Published in final edited form as: Exp Parasitol. 2009 Jan 20;122(1):10.1016/j.exppara.2009.01.001. doi: 10.1016/j.exppara.2009.01.001

Fig. 3.

Fig. 3

Localization of SmGPCR in larval stages of S. mansoni. Samples were fixed with 4% PFA or ice-cold acetone, permeabilized with 0.5% Triton X-100 and then probed with anti-SmGPCR IgG followed by a FITC-labeled 2ry antibody. Red TRITC-phalloidin was used as a counterstain to visualize the musculature. Sporocysts: SmGPCR immunofluorescence (green) was detected on the tegument (arrows) and within the parenchyma of 4-day-old in vitro cultured sporocysts incubated with anti-SmGPCR (A and B) but not the pre-adsorbed anti-SmGPCR IgG control (C and D). An overlay of the phalloidin (red) and SmGPCR (green) signals showed no apparent co-localization (B).

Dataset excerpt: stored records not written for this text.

PR #3528, opened 2024-03-23
Prevent too many calls to Canvas.Restore()

### LINKED ISSUE #3523: Prevent too many calls to SkiaSharp's Canvas.Restore()

chjrom:
Changes due to comments in https://github.com/ScottPlot/ScottPlot/issues/3523#issuecomment-2016237841.

Added the  `RenderPack.PushClip` method that returns an` IDisposable` so that the caller is responsible for disable clipping.

The `RenderPack.ClipToDataArea` and `RenderPack.DisableClipping` methods are marked as obsolete.

Resolve #3523.
Same as #3527.

### DIFF
--- a/src/ScottPlot5/ScottPlot5/Control/StandardZoomRectangle.cs
+++ b/src/ScottPlot5/ScottPlot5/Control/StandardZoomRectangle.cs
@@ -72,8 +72,7 @@ public class StandardZoomRectangle : IZoomRectangle
 
         SKRect rect = new(MouseDown.X, MouseDown.Y, MouseUp.X, MouseUp.Y);
 
-        canvas.Save();
-        canvas.ClipRect(dataRect.ToSKRect());
+        using RenderPack.RestoreState _ = rp.PushClipToDataArea();
 
         if (HorizontalSpan)
         {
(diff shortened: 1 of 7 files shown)


swharden:
Hi @chjrom, thanks so much for this PR! It looks like this issue was resolved by #3527. I took some of the ideas in this PR and implemented them over there. I added your name and this PR in the changelog because you both fixed the problem even though only one of those branches was merged 🙃 

I'd love it if you could look over my implementation and let me know if you have ideas for improvements! We can always refine this system in future PRs, and I'd be happy to review and merge them in good time 🚀 

Thanks again!

Issue #3229, opened 2024-01-18
SP5: Signal is slow in low density mode


swharden:
This affects signal plots after they zoom in enough to allow visualizing individual points

I suspect all points are being rendered rather than just those in the view

Thanks Marven from the Discord (#1966) for reporting this

EDIT: it's reported to happen when working with `float[]` but not `double[]` ... need to benchmark #2677 this

minjjKang:
Hello.

I'm using in ScottPlot5 5.0.14-beta, and i have same problem.

I proceeded Benchmark for all SignalSources, I got the following result.

  | FPS |  
-- | -- | --
  | Low Density | High Density
SignalSourceDouble (double[]) | 700 | 65
SignalSourceGenericList (float[]) | 26 | 39
SignalSourceGenericArray (List<double>) | 25 | 39

For other sources except SignalSourceDouble, it is basically slow & much slow in LowDensity.

I think this is caused by GenericToDouble and GetYs.

RenderHighDensity -> GetPixelColumn, only a specific index of Ys was converted to GenericToDouble,
so there was only a small speed decrease,

RenderLowDensity -> GetYs : it converts all indexes.

To solve this problem,

using Enumerator for not convert Ys values that are not used in RenderLowDensity.
(In this case, the slowdown in High Density remains the same )

or

When creating SignalSource, all values must be converted to double[].

Thanks.

swharden:
Hi @minjjKang, thanks for adding context! 

The library has undergone a lot of evolution since this issue was first opened so consider benchmarking it now. ScottPlot 5 is still only a few months into release and I'm focused on major features and bugfixes over performance optimization, but if you or someone else from the community is able to narrow-down the issue and open a PR, I would be happy to review it!

PR #3530, opened 2024-03-23
improve performance of Signal.RenderLowDensity

minjjKang:
Hi Scott,

This is PR to solve the issue of #3229 

# Issue
at the Signal.LowRenderDensity,
Very slow on **SignalSourceDouble and SignalSourceGenericArray** with large size data.

Because that all of SignalSource are uses GetYs() from RenderLowDensity, and it copy all the data,
and that two sources convert all data by **NumericConversion.GenericToDoubleArray**, it reduced performance.

# Solution
I refer to the TODO of ISignalSource that you written,
I added IEnumerable<double> GetYs function, have arguments of index range.
(I used IEnumerable instead of IReadOnlyList,
You just decide what you think is better.)

And, SignalSource used it in the following way:
```cs
public IEnumerable<double> GetYs(int i1, int i2)
{
    for (int i = i1; i <= i2; i++)
    {
        yield return NumericConversion.GenericToDouble(ref Ys[i]);
    }
}
```

Signal.RenderLowDensity changed it to have Pixel:
```cs
IEnumerable<double> Ys = Data.GetYs(i1, i2);
int i = i1;
foreach (double yValue in Ys)
{
    float x = Axes.GetPixelX(Data.GetX(i));
    float y = Axes.GetPixelY(yValue + Data.YOffset);
    Pixel px = new(x, y);
    points.Add(px);
    i++;
}
```

I checked that the performance imporved from LowDensity with like this:

  | RenderLowDensity avg FPS| |
-- | -- | --
Source  | Before | After
SignalSource | 242 | 243
SignalSourceDouble | 3 | 248
SignalSourceGenericArray<double> | 3 | 246
(50M 0-500 random data, display only 50 data)

 Thanks!

### DIFF
--- a/CHANGELOG.md
+++ b/CHANGELOG.md
@@ -20,6 +20,7 @@ _Not yet on NuGet..._
 * Ticks: Added `MinimumTickSpacing`, `TickDensity`, and `TargetTickCount` properties to the automatic tick generator (see Cookbook)
 * Avalonia: Fixed transparent background issue introduced in the previous version (#3502, #3516) @chjrom @MrOldOwl @kebox7
 * Rendering: Improved canvas state management to prevent duplicate restoration calls (#3527, #3523, #3528) @BrianAtZetica @chjrom
+* Signal: Improved performance of large signal plots when zoomed in (#3530, #3229) @minjjKang 
 
 ## ScottPlot 4.1.73
 _Not yet on NuGet..._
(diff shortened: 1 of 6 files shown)


swharden:
Thank you for this fantastic improvement @minjjKang!

Your `IEnumerable` solution was elegant, but I extended the `ISignalSource` to add a `GetY()` which allows me to iterate across a range using a `for` loop which I think is a little more predictable. I didn't benchmark this solution though, so it may be a good idea to run your existing benchmark test one more time to ensure the performance is still high as expected.

Let me know if you have any hesitations about my solution! We can revert to using the range if it's better, and track progress in a new PR 👍

Issue #3520, opened 2024-03-21
SP5 the behavior of Bar.Label is weird when BarPlot.Horizontal is true


yui1227:
**Issue:** the behavior of Bar.Label is weird when BarPlot.Horizontal is true. the position of value is wrong.

**ScottPlot Version:** 5.0.22

**Code Sample:** 

```cs
using ScottPlot;

var plot = new Plot();

double[] values = { 1, 2, 3, 4, 5 };
var barPlot = plot.Add.Bars(values);

foreach (var bar in barPlot.Bars)
{
    bar.Label = $"{bar.Value}";
}

plot.Save("vert.png", 500, 500);
barPlot.Horizontal = true;
plot.Save("hori.png", 500, 500);
```
![vert](https://github.com/ScottPlot/ScottPlot/assets/77109827/0fd9292b-5a74-40dd-a2cd-b165b53d49f3)
![hori](https://github.com/ScottPlot/ScottPlot/assets/77109827/19232274-cf58-4aae-b8ae-d5bb49b8d810)

swharden:
This is the code that needs to be modified:

https://github.com/ScottPlot/ScottPlot/blob/df89ed6e9286c4ccb4ef751ced541a4002a0f67f/src/ScottPlot5/ScottPlot5/Primitives/Bar.cs#L107-L108

An `if` condition should be add to place the label on the correct side given the value of `this.Orientation`

... also maybe logic should be added to support "negative" vs. "positive" bars too

swharden:
Thanks for reporting this @yui1227! I'll drop this information here in case someone wants to try adding this feature before I'm able to get to it. If someone creates a PR, I'm happy to review it in good time! 🚀 

This is the code that needs to be modified:

https://github.com/ScottPlot/ScottPlot/blob/df89ed6e9286c4ccb4ef751ced541a4002a0f67f/src/ScottPlot5/ScottPlot5/Primitives/Bar.cs#L107-L108

An `if` condition should be add to place the label on the correct side given the value of `this.Orientation`

... also maybe logic should be added to support "negative" vs. "positive" bars too

aespitia:
PR submitted for this

https://github.com/ScottPlot/ScottPlot/pull/3546

PR #3546, opened 2024-03-25
feat: bar label position for horizontal bar charts

aespitia:
This PR is regarding issue #3520, the label placement for horizontal bar charts was always on top, this moves labels for horizontal bar charts to either left or right, depending on negative or positive value of the bar.

Included a recipe called Bar with Value Labels (horizontal), looks like this attached image.

Some work may need to be done somewhere around adjusting the size of the container graph if the labels go outside of the drawing area?

image


swharden:
Thanks @aespitia, this looks great!

> Some work may need to be done somewhere around adjusting the size of the container graph if the labels go outside of the drawing area?

```cs
myPlot.Axes.Margins(bottom: 0, top: .2); // before
myPlot.Axes.Margins(left: .2, right: .2); // after
```

image

PR #4345, opened 2018-02-24
Dismissable intro box to help orient new players.

bakert:


decksite/views/about.py
```diff
@@ -50,12 +50,11 @@ def fancy_cards():
         'Dragonstorm',
         'Day of Judgment',
         'Cruel Ultimatum',
-        'Rofellos, Llanowar Emissary',
```
silasary, line 53: No love for Rofellos?

bakert: Because of the way we write these out it just reads weird when the cards have a comma in the name:

"Treasure Cruise, Rofellos, Llanowar Emissary and Day of Judgment"

we could use semicolons but that's pretty ugly.

silasary: The way that sentence is written, it's currently not localizable.  So we may want to rethink it anyway.

But for now, I'm good with removing him from the list.

bakert: It could be a bulleted list but if you're still determined to achieve fully-functioning i18n we're going to have to hand translators complete sentences (always) with placeholders. There's no other way.

And it still won't work because of "Adam's Page". (In French that's "Page de Jean" but "Page d'Anita" -- have fun getting your translators do that translation …) And let's not get started on parts of speech that change based on number is involved. I think it's Polish that particularly cares about whether a number is greater than or less than 200 …

In case it's not clear I'm down on i18n :D I'll try not to make it harder/worse but I really don't want to expend effort on making it good. Tar pit warning!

Schistosomula: In vitro transformed schistosomula were cultured for 4 days (E) or 8 days (G) and then probed with anti-SmGPCR antibody. Fluorescence can be seen in the acetabulum, the tegumental region, the esophagus and parenchyma cells. A close-up of the posterior end of a 8-day animal shows a distinct pattern of SmGPCR fluorescence in the acetabulum (H). No significant immunoreactivity could be detected in the negative controls treated with il3-preadsorbed antiserum (F), pre-immune serum or when the primary antibody was omitted (not shown). 28-day-old schistosomula were probed with anti-SmGPCR antibody (green) and phalloidin (red) to test for possible colocalization of the receptor with the musculature. Red phalloidin labeling of the major longitudinal, circular and oblique body wall muscles is clearly visible (I). The overlay identified significant co-localization (yellow fluorescence) in the muscle cone of the head region (arrow), musculature of the acetabulum (arrow head) and the subtegumental musculature (box) (I and J). A close-up of the parasite body wall shows co-localization of SmGPCR and phalloidin in the outer layer of the musculature (yellow fluorescence) (K).